__Problem requirements__
Which lines below contain "objects"? Pull them out.

====== Data for the task

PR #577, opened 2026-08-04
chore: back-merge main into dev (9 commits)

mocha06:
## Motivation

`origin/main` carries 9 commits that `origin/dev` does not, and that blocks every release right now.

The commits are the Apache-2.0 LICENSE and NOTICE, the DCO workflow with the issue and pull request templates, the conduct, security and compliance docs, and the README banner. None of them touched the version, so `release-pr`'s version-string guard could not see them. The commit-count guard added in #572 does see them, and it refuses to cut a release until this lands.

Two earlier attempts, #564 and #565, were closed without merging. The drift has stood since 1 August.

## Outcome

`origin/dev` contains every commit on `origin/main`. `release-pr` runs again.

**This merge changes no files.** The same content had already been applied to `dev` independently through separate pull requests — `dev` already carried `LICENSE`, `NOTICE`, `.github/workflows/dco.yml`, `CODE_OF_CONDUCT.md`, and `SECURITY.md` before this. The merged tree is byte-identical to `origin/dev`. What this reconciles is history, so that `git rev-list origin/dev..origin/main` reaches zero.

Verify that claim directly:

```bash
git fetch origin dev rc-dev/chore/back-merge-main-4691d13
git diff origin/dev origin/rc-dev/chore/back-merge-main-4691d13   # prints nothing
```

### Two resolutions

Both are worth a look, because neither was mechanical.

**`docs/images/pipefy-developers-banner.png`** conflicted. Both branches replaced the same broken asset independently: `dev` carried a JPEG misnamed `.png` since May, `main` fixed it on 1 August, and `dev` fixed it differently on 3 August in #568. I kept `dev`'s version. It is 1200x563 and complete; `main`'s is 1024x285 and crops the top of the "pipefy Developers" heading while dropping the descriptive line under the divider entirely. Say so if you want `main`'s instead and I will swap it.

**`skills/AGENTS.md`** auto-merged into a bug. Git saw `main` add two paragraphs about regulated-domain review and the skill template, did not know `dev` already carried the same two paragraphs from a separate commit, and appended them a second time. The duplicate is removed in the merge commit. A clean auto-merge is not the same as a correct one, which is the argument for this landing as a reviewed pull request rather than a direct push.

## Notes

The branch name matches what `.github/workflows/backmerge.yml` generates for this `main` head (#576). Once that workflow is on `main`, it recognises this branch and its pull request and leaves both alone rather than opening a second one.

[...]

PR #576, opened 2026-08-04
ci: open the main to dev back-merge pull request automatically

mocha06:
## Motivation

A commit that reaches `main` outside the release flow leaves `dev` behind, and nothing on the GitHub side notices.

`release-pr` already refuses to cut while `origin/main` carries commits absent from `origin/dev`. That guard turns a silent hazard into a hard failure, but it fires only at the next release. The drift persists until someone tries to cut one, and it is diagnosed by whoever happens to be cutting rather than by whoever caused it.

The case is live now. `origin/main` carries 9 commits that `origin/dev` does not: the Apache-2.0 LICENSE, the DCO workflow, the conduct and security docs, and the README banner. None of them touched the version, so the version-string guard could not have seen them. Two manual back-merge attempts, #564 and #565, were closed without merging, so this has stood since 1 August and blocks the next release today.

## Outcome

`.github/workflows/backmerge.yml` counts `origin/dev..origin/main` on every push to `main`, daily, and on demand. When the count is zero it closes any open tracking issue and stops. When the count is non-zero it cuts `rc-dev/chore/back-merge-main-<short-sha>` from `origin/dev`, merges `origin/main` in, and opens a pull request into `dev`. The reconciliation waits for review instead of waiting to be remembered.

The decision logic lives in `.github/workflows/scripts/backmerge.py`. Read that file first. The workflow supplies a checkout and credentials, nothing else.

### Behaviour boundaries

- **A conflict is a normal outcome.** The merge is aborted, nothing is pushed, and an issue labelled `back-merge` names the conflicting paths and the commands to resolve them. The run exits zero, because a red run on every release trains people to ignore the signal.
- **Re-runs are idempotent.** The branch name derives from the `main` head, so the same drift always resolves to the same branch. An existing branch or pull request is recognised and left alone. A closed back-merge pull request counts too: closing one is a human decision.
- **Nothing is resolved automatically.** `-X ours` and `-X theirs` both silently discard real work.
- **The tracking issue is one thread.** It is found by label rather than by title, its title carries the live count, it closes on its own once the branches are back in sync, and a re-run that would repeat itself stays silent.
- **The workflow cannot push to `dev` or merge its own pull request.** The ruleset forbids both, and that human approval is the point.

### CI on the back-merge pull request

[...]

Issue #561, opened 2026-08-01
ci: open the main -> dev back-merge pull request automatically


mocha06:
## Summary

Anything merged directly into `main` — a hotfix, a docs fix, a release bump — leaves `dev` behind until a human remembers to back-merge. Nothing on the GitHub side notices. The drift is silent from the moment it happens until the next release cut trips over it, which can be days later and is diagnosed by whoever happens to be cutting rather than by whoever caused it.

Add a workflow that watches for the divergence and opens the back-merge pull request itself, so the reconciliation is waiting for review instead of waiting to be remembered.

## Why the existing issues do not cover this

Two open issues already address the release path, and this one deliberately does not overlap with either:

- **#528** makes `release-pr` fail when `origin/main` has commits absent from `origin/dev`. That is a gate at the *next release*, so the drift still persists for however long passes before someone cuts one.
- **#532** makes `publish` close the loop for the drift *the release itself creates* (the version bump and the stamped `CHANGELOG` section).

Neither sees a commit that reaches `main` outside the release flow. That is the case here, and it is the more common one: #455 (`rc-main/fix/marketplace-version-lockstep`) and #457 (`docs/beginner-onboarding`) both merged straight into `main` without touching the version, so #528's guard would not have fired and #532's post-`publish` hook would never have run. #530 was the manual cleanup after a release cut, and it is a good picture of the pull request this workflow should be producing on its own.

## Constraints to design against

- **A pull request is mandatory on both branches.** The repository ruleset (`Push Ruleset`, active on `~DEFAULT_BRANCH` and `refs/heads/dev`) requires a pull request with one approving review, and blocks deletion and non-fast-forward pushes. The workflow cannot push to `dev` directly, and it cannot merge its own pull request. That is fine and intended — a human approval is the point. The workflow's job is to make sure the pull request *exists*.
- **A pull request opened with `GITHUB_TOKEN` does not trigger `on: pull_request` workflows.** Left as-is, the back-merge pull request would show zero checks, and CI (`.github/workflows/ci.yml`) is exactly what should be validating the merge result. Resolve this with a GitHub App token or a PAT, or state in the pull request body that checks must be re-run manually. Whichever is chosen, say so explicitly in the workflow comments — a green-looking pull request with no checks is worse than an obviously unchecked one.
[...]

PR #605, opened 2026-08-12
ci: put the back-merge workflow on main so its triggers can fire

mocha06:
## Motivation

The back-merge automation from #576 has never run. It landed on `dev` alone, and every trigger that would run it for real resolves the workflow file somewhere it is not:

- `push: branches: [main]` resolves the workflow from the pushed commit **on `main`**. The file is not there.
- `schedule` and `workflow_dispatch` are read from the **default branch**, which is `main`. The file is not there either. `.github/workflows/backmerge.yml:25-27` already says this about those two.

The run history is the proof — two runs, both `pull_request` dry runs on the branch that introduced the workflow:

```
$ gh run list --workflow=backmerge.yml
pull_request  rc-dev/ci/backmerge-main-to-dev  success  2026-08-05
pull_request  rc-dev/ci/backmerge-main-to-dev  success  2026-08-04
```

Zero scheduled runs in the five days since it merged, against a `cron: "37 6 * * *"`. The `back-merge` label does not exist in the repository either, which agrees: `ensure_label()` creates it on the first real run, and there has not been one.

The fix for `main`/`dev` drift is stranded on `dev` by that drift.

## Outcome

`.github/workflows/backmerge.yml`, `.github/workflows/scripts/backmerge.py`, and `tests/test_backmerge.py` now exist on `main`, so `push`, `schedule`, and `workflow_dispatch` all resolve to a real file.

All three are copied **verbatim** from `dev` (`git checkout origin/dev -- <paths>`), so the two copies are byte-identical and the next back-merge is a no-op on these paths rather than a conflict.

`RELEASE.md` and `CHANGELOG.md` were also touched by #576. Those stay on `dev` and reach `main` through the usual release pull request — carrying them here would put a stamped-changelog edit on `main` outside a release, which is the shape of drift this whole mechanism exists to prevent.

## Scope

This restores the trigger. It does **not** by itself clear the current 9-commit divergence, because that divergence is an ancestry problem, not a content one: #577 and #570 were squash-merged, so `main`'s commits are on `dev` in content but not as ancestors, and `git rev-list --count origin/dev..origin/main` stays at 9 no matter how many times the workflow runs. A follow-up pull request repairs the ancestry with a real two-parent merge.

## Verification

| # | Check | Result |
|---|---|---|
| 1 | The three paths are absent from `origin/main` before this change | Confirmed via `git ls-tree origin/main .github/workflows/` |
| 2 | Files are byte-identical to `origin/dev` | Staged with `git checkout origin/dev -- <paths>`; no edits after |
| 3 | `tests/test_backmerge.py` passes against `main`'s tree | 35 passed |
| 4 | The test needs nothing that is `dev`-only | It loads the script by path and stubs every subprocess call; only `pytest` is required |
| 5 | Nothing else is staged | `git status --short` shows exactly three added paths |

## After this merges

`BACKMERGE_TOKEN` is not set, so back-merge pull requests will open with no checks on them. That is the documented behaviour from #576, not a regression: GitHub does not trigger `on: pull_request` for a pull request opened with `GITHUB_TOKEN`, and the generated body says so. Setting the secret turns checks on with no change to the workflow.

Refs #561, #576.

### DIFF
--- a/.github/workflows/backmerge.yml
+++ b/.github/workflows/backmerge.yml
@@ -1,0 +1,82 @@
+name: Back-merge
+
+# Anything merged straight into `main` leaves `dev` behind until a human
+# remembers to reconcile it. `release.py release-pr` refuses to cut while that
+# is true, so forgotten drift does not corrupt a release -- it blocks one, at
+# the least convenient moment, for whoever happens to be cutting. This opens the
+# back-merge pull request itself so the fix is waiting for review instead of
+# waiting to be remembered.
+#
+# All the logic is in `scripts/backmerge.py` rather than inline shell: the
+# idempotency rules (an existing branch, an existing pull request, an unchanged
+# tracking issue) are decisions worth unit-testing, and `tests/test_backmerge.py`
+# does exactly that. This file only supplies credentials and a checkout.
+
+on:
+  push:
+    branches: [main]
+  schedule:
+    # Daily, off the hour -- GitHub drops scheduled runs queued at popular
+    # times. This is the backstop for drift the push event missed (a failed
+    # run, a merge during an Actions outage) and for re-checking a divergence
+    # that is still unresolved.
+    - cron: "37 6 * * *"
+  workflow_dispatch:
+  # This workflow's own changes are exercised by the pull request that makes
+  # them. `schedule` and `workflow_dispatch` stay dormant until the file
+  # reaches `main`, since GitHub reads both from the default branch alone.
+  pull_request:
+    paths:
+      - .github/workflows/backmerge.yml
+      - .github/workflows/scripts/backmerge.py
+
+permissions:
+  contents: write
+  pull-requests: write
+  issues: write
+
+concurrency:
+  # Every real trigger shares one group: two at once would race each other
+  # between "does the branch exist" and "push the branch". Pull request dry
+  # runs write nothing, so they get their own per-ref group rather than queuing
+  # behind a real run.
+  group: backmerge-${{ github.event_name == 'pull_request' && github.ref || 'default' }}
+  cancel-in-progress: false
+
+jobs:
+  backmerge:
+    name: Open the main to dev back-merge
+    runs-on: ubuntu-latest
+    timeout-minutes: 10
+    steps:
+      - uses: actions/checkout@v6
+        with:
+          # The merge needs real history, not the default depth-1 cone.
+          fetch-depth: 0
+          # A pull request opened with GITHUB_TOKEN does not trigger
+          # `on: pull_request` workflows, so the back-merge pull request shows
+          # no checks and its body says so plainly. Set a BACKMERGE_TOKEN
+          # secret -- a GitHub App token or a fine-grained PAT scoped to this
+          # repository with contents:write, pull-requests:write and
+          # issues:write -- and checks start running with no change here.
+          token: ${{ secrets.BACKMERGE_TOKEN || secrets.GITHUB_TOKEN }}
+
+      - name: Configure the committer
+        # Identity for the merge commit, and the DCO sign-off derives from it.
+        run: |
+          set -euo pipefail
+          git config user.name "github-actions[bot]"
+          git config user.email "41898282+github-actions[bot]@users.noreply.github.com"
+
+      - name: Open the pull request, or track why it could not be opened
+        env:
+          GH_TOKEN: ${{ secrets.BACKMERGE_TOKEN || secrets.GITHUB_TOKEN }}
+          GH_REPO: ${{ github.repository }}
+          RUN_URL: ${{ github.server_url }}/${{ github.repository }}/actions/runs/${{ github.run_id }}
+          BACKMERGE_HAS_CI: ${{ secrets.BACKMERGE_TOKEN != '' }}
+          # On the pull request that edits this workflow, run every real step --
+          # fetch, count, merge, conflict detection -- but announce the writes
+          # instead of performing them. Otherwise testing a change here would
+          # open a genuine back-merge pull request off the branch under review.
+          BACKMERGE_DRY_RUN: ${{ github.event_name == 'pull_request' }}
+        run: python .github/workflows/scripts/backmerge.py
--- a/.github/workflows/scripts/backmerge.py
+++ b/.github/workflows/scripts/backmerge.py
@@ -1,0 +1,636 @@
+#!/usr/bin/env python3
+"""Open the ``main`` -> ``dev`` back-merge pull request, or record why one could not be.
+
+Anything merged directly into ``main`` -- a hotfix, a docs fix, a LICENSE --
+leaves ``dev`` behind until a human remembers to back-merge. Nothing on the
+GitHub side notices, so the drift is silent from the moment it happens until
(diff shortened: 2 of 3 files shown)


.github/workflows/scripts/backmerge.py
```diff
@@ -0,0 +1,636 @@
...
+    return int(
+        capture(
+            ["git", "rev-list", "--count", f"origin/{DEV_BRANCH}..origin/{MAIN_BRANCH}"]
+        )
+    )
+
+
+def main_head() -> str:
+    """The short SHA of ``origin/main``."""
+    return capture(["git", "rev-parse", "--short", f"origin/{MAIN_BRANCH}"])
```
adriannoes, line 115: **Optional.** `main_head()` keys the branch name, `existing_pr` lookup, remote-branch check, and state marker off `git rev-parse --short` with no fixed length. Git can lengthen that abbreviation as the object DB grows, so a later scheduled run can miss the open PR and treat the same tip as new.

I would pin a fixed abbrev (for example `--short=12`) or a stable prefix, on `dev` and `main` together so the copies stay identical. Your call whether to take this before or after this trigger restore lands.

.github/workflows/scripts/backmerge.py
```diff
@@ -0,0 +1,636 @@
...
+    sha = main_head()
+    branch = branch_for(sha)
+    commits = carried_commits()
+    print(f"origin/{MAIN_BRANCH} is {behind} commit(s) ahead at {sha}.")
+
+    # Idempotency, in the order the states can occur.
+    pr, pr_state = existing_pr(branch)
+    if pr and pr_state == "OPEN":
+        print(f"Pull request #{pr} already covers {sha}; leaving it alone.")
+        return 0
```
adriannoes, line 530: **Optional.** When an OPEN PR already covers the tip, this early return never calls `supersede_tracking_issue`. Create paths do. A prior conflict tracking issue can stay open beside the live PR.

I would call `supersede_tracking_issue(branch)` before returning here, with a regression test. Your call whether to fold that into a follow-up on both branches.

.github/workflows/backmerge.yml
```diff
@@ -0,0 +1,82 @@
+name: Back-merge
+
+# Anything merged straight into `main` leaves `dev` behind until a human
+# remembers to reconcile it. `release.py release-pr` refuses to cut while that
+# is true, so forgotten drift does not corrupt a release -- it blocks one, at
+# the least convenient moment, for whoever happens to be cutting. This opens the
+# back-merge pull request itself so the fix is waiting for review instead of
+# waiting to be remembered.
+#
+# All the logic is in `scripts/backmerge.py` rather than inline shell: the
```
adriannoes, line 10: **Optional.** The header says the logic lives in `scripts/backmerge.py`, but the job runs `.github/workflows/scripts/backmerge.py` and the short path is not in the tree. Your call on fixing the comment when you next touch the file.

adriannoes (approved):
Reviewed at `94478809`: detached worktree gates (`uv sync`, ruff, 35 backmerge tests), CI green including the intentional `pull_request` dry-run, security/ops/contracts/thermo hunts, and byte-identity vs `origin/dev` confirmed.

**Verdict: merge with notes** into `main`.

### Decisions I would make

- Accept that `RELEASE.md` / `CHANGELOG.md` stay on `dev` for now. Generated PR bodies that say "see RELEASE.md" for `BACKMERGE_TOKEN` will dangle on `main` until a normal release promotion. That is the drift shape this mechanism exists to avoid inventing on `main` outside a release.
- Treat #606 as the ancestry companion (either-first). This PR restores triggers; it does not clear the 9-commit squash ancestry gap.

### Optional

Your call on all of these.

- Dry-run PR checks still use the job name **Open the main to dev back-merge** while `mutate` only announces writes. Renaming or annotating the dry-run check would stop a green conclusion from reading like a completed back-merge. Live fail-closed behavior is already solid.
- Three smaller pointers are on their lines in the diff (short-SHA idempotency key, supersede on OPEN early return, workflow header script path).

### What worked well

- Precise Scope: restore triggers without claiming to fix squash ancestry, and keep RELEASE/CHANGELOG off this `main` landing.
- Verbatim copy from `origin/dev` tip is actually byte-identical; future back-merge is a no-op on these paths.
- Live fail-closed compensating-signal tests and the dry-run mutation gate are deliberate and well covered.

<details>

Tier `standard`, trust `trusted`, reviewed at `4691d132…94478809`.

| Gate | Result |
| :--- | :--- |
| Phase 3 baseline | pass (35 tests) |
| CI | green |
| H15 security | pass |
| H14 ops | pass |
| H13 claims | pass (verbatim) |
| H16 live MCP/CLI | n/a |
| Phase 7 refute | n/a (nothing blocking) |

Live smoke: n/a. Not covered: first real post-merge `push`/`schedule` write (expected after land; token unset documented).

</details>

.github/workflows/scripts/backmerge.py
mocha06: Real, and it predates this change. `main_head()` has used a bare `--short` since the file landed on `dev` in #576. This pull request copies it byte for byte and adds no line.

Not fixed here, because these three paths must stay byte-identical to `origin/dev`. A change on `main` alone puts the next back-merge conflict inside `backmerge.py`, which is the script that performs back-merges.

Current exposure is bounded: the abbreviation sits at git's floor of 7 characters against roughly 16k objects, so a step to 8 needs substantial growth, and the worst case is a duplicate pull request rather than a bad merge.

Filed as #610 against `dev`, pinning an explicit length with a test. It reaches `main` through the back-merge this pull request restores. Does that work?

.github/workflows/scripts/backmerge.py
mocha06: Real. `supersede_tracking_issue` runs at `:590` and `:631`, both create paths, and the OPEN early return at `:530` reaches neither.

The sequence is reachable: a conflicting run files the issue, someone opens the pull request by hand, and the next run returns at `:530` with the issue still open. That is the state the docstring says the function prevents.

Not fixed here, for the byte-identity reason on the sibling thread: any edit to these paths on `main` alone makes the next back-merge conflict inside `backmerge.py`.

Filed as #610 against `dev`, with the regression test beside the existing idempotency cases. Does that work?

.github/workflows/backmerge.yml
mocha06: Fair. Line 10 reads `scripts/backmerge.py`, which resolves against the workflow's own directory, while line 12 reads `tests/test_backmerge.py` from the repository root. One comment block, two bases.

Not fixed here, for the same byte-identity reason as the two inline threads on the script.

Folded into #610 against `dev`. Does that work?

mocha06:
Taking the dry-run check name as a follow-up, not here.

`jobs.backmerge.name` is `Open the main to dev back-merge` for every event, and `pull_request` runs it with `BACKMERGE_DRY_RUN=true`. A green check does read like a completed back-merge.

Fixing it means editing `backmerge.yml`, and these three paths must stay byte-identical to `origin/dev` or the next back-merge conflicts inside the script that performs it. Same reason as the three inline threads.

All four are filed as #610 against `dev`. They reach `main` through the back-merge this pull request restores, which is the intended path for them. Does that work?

============
====== Data for the task

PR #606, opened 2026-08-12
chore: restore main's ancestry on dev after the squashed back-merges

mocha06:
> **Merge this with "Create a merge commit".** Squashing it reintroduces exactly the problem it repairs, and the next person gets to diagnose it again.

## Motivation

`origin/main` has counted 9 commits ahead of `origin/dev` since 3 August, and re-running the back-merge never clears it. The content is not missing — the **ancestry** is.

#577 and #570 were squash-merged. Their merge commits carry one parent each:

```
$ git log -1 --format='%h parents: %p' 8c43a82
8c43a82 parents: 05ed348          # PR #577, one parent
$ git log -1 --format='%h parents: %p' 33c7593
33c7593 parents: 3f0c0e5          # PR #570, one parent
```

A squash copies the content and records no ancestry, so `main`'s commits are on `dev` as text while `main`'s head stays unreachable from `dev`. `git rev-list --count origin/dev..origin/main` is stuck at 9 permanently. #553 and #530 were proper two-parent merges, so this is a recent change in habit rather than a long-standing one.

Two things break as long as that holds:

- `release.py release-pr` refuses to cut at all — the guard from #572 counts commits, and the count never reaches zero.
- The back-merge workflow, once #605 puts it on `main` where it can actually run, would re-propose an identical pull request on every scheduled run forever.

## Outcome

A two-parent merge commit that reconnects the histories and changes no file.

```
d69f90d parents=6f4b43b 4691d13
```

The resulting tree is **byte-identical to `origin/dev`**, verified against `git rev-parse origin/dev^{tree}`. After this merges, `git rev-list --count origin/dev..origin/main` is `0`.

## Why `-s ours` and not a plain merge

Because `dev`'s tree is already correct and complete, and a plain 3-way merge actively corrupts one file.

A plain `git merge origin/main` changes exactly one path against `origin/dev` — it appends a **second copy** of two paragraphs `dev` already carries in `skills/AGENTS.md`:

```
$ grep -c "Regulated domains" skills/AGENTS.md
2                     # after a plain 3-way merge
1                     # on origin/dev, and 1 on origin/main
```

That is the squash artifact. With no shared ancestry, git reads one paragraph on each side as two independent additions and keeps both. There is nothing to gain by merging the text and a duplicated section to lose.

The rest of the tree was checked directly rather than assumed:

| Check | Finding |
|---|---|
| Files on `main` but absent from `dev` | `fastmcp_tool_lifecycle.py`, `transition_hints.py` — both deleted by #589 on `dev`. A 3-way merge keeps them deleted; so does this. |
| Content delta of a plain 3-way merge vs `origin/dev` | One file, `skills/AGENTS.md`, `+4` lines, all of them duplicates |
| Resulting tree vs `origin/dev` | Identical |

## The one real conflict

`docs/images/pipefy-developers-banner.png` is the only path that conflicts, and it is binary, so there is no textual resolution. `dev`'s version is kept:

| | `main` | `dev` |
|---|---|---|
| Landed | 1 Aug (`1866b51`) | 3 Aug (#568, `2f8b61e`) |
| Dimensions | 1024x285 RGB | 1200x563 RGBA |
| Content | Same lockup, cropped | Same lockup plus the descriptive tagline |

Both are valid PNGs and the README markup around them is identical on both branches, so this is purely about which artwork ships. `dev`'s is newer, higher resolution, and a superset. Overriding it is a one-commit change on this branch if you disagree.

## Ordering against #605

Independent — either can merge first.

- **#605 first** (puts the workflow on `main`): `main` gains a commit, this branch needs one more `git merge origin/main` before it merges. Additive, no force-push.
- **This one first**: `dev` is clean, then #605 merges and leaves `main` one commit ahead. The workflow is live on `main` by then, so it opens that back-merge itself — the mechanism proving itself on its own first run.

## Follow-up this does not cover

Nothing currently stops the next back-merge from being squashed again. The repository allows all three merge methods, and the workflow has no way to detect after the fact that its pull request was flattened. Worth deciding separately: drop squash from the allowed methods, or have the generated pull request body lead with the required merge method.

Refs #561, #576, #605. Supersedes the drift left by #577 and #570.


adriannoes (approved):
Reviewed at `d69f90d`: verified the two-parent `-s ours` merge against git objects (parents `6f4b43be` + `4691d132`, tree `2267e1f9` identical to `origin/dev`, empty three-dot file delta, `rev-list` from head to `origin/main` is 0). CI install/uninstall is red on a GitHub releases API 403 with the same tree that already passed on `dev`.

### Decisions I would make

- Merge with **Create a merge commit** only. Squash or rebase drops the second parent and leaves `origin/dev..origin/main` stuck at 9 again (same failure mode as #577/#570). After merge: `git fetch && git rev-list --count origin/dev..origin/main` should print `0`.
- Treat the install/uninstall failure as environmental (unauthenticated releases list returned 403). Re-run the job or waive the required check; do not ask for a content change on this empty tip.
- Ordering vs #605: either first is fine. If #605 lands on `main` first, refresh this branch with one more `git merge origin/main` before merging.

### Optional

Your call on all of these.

============

__Response to the exercise__
Current exposure is bounded: the abbreviation sits at git's floor of 7 characters against roughly 16k objects, so a step to 8 needs substantial growth, and the worst case is a duplicate pull request rather than a bad merge.
Reviewed at `d69f90d`: verified the two-parent `-s ours` merge against git objects (parents `6f4b43be` + `4691d132`, tree `2267e1f9` identical to `origin/dev`, empty three-dot file delta, `rev-list` from head to `origin/main` is 0). CI install/uninstall is red on a GitHub releases API 403 with the same tree that already passed on `dev`.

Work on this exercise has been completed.